▶ **WHAT YOU ARE ASKED TO DO**:
Across all the entries, how many lines hold "fedoraproject"? Answer with that number and nothing else.

☆ ☆ ☆ ☆

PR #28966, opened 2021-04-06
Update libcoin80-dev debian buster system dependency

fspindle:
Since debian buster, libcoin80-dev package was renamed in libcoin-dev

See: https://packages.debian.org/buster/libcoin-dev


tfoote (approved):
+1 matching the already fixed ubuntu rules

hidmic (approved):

☆ ☆ ☆ ☆

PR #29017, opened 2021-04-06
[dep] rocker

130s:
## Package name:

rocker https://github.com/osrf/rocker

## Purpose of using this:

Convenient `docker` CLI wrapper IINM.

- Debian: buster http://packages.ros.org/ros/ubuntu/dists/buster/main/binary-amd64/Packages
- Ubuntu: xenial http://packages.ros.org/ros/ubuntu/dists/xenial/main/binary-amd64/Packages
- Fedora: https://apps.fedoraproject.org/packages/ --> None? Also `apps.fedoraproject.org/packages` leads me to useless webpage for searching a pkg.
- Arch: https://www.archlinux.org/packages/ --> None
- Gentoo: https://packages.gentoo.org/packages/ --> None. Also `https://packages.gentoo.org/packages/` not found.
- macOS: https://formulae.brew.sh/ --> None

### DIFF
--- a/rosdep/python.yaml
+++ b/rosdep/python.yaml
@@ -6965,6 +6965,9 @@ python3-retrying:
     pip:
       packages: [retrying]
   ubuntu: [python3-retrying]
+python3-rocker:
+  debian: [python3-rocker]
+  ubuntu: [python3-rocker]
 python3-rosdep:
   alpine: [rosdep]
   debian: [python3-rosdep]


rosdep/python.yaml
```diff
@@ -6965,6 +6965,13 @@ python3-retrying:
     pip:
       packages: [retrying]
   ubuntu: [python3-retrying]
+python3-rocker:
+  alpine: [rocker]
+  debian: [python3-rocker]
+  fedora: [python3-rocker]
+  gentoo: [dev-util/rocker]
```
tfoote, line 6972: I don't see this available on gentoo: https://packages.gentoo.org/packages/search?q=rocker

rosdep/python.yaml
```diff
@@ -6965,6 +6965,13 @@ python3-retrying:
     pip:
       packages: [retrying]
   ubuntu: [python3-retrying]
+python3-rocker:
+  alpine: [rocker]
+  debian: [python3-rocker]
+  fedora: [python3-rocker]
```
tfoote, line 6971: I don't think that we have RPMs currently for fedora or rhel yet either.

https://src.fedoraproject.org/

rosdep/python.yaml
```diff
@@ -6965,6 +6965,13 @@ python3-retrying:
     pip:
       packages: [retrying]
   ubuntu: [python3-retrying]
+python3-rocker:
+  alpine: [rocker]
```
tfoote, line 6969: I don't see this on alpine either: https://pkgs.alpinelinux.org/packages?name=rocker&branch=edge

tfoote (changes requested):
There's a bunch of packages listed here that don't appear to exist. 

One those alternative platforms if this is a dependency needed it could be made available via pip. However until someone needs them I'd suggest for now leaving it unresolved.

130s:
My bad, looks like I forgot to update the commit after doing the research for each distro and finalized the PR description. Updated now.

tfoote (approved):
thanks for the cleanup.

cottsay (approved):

☆ ☆ ☆ ☆

▶ **RESPONSE TO THE TASK**:
2